# Grinding wheat



## House faerie (Apr 29, 2007)

For those of you who grind your own wheat, what mill do you use (electric)? Also, where do you buy your grain?


----------



## Callieslamb (Feb 27, 2007)

a stone grinder that I have had for years and years. It has a motor and also a nice long handle I have never had the experience of using. I used this grinder for many years with very good results. I still use it when I need to grind large batches of grain for classes or for someone else. However, it is very large for my much smaller kitchen. 

So we bought a large coffed grinder - Cuisine Art and have been using it for 3+ years now. It is great. Loud! But quick.
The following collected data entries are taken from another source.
PR #2875, opened 2021-03-05
Corrected UPDATE FROM generation for Sybase.

sdanyliv:

Issue #798, opened 2017-08-12
Drop operation incorrectly handles throwExceptionIfNotExists parameter false value


MaceWindu:
Discovered while writing documentation. Right now this method will catch any exceptions during drop table operation when `throwExceptionIfNotExists` parameter value set to `false`.
This is not correct, because it should mask only missing table exceptions.

### Environment details
linq2db version: *1.8.3*

PR #2883, opened 2021-03-09
Prevent errors within TempTable.Dispose

### LINKED ISSUE #2882: TempTable.Dispose can throw an exception
### Problem

`TempTable.Dispose` can mask exceptions by the nature of the fact that a failed SQL statement can rollback a transaction, and the `Dispose` method will try to drop a table that does not exist anymore.

Consider the following sample:

```cs
await using var dc = GetDataConnection();
await using var transaction = await dc.BeginTransactionAsync(cancellationToken);
await using var table = await dc.CreateTempTableAsync("#Temp_Products", productsToUpdate, cancellationToken: cancellationToken);
await dc.GetTable<Product>()
    .Merge()
    .Using(table)
    .On(db => db.Id, table => table.Id)
    .UpdateWhenMatched((db, table) => new Product { StockQuantity = table.StockQuantity })
    .MergeAsync(cancellationToken);
await transaction.CommitAsync();
```

Then assume that there is a duplicate `Id` entry in `productsToUpdate`, causing MS SQL Server to give the following error:

```
The MERGE statement attempted to UPDATE or DELETE the same row more than once. This happens when
a target row matches more than one source row. A MERGE statement cannot UPDATE/DELETE the same row
of the target table multiple times. Refine the ON clause to ensure a target row matches at most one source row,
or use the GROUP BY clause to group the source rows.
```

The above error is thrown as an exception by linq2db.  MS SQL Server 2017 will also rollback the SQL transaction automatically, regardless of whether SET XACT_ABORT is set to ON or OFF.

The .NET runtime then attempts to dispose the table while passing the exception up the stack.  However, the table does not exist anymore.  So SQL reports this error, which is thrown by linq2db as an exception.

```
Cannot drop the table '#TempTarget', because it does not exist or you do not have permission.
```

This masks the actual cause of the exception, which is the merge error.

It is also noteworthy that the transaction, which is also now invalid, is also disposed of by .NET.  SQL should be returning this error:

```
The ROLLBACK TRANSACTION request has no corresponding BEGIN TRANSACTION.
```

But I assume that `DbTransaction.RollbackAsync()` is ignoring the error.

### Suggestion

I suggest that we change the `DropTable.Dispose()` method as follows: (and the DisposeAsync method similarly)

```cs
public virtual void Dispose()
{
	//_table.DropTable();
	_table.DropTable(throwExceptionIfNotExists: false);
}
```

It seems to me that as a general rule of thumb, `Dispose()` should not be throwing an error.

### Workarounds

If the temporary table is created with the `TableOptions.CheckExistence` flag then this error does not occur.

### Other notes

I have not tested this with databases other than SQL Server.  It is likely that not all of them behave the same way that SQL does, automatically reverting an active transaction upon a failed MERGE statement.  However, I am not sure that it matters much, considering the problem and suggested fix.

### Environment details
linq2db version: current `master` branch
Database Server: SQL Server 2017
Operating system: Win10
.NET Framework: .NET 5

Shane32:
Fix for issue #2882 including test.

I also wrote a test that demonstrates how a merge statement can cause SQL Server to rollback a transaction, causing a temporary table to be deleted before `TempTable.Dispose()` is called.  However, I did not include it because it seemed unnecessarily complex, and the test would only work for database engines that have the same semantics.

Fix #2882


Shane32:
@MaceWindu I assume we should be waiting for sybase to run successfully, due to the number of baseline changes?

Any idea if that's a temporary problem?

MaceWindu:
currently sybase works only for macos. to run macos tests you need to use test-sybase pipeline and merge your branch with recent master changes.

MaceWindu:
anyway you need to wait for https://github.com/linq2db/linq2db/pull/2875 first for sybase as it fix couple of failing tests for it (and will update outdated baselines for sybase)

Shane32:
@sdanyliv @MaceWindu Should I merge or wait for #2875 ?  (Either way I should pull changes from master and rerun tests due to #2884 / #2885 affecting baselines.)

MaceWindu:
I think proper fix will be to not try to drop table twice
FYI somewhat related issue: #798

Shane32:
> I think proper fix will be to not try to drop table twice

Is that possible?

Given the example scenario listed in #2882, we would need to:
1. determine if the table was created while inside a transaction
2. determine if the transaction was rolled back automatically by SQL (or rolled back manually by the user)
3. skip deletion of the table if both 1 & 2 are true

Even if we write the above logic, it would still seem incorrect for an unexpected exception to throw during a call to Dispose.

See: https://docs.microsoft.com/en-us/dotnet/fundamentals/code-analysis/quality-rules/ca1065?view=vs-2019#dispose-methods

> A System.IDisposable.Dispose method should not throw an exception. Dispose is often called as part of the cleanup logic in a 
finally clause. Therefore, explicitly throwing an exception from Dispose forces the user to add exception handling inside the finally clause.
> 
> The Dispose(false) code path should never throw exceptions, because Dispose is almost always called from a finalizer.

Also see: https://docs.microsoft.com/en-us/dotnet/standard/garbage-collection/implementing-dispose

> To help ensure that resources are always cleaned up appropriately, a Dispose method should be idempotent, such that it is callable multiple times without throwing an exception. Furthermore, subsequent invocations of Dispose should do nothing.

The current codebase also violates this second rule as (I think, didn't verify) it will try to drop the table again upon a second call to Dispose.

I'm not saying we should, but one could argue that the proper way to write `TempTable.Dispose()` would be something like this:

```cs
bool _dropped = false;
void Dispose()
{
    if (!_dropped)
    {
        try
        {
             DropTable(throwIfNotExists: false);
        }
        catch
        {
        }
        _dropped = true;
    }
}
```

Consider this sample:

```cs
try
{
    using (var table = CreateTempTable(...))
    {
        //do some logic
        //uh-oh, we lost internet connectivity, and a call to the database throws an error
    }
}
catch (Exception ex)
{
    // exception handling and log error here
}
```

What is the proper exception and stack trace to be logged?  With the current codebase, or even with the PR as it is now (if we assume bug #798 is fixed), it would log a failure within the `TempTable.Dispose()` method.  However, ideally it would log an error where it first occurred.

Having all exceptions skipped of course has its drawback.  If in the above sample, the inner logic gracefully finished, now we would not have any exception even though the loss of internet caused the temp table to remain.

We should keep in mind also that local temporary tables (e.g. `#MyTable` in SQL Server) will automatically be dropped upon the database connection being closed.  So as long as the `#` character was used in the table name, cleanup will automatically occur regardless of whether `Dispose()` is executed or not.  Of course `CreateTempTable` is not limited to local temp tables.

MaceWindu:
I mean we shouldn't perform drop in `Dispose` if user explicitly called `Drop` method already.

Shane32:
> Failed to rebase baselines PR on origin/master. Delete branch and re-run tests. Error code 1

Shane32:
@MaceWindu Do we have any shortcuts for deleting the baselines PR & branch so tests can be re-run?  Or can you do so manually?

sdanyliv:
@Shane32, if there conflicts in baselines. Drop baseline PR manually and delete baseline branch.

Shane32:
> @Shane32, if there conflicts in baselines. Drop baseline PR manually and delete baseline branch.

I don't have permission in that repo

Shane32:
Perhaps the "developers" group should be given write access to that repo.... not sure what the thought process was there, but I'm okay with whatever. 🤷‍♂️

Shane32:
(I also can't merge a baseline PR on that repo....)

MaceWindu:
@viceroypenguin , @Shane32 added you to baselines repo

Shane32:
@MaceWindu so now run `/azp run test-sybase` for the sybase tests?

sdanyliv:
@Shane32, it is wasting time. Something wrong with docker image.

Shane32:
Ok.  Well, then this should be ready to merge, unless anyone else has a comment.

sdanyliv:
@Shane32, let @MaceWindu to do that. If you do not hurry for sure.

Shane32:
No problem.  Just wanted to be sure nobody was waiting for me on it.

MaceWindu:
I'm still opposed to double Drop behavior. I don't see why TempTable.Dispose should call Drop second time if it was already called.

Shane32:
> I'm still opposed to double Drop behavior. I don't see why TempTable.Dispose should call Drop second time if it was already called.

I have no problem with that -- but this PR is not designed to fix that issue, nor will fixing that issue fix the issue that this PR addresses.

I can change the test in this PR so that if, in the future, someone decides to prevent `Dispose` from dropping a table that was dropped via `Drop`, the test will still work properly.  I'm thinking I could probably write code like this (for purposes of testing this PR):

1. tempTable = CreateTempTable(...)
2. table2 = GetTable(...) or similar to open a separate instance of the same table via name
3. table2.Drop
4. tempTable.Dispose <-- verify that no exception occurs

Is this what you're thinking, @MaceWindu  ?

Shane32:
@MaceWindu I can also provide a test for the exact issue outlined in #2882 -- a failed merge command causing SQL Server to implicitly cause a rollback of a transaction, which deletes a temporary table within the transaction.  However, the test will be based on SQL Server-specific semantics, so I was attempting to write a generic test replicating the underlying cause of the bug.  A Drop followed by a Dispose was an easy way to do that, but if there is a plan to prevent Dispose from calling Drop after Drop is called manually, then the test should be changed.

MaceWindu:
@Shane32, agree that calling Drop allows us to test it easier. Let's try your proposal with dropping table using new instance of ITable in test.

MaceWindu (approved):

It also cracks the wheat for cereal with much less flour than the larger grinder does. i do not expect it to last forever, in fact, I have another one on hand for when this one goes. I bought one for my DM, DDIL's and a friend at Sam's this Christmas for $30 each. They also had them at Costco. The smaller coffee grinders that you can get at Target for $20 do not grind finely enough for me and don't grind enough at a time for what I want to do, but my MIL used one for a couple years and loved it. 

As for buying wheat- I have a local Mennonite store that I get small quantities from when I need it to make bread. Our local Mennonite store is very expensive on the wheat - $25/50 lbs. If all you want is to make bread,finding a local source will probably be fine for you. Otherwise you will want to order with Walton Feed, Lehi Mill, Honeyville Grains, Emergency -Essentials. Some of these sell bulk and in buckets and even 1 gallon metal cans - sealed for long-term storage. Others I know buy from Somethingbetternaturalfoods. But they are also very pricey.


----------



## FairviewFarm (Sep 16, 2003)

Mill - Whisper Mill, electric.

Grain from local Mennonite stores in 50# bags. Costs $18-20 per bag. Both red and white varietes in hard and soft wheat are available. I buy hard white for yeast baking (bread, dinner rolls, etc.) and soft white for cakes, pie crusts, cookies, pancake mix, etc.


----------



## Jeff54321 (Jan 26, 2005)

I use a Jupiter Mill, it is an electric powered stone mill. I buy grain through a local food co-op.


----------



## Shagbarkmtcatle (Nov 1, 2004)

I own a K-tec electric mill. I buy the grain at a local Mennonite bulk food store. I can get it in 50lb bags or if I want a grain that I don't use up quickly, they also sell it in smaller bags.


----------



## Guest (Jan 22, 2008)

A Grainmaster Whispermill does the Hagan family milling.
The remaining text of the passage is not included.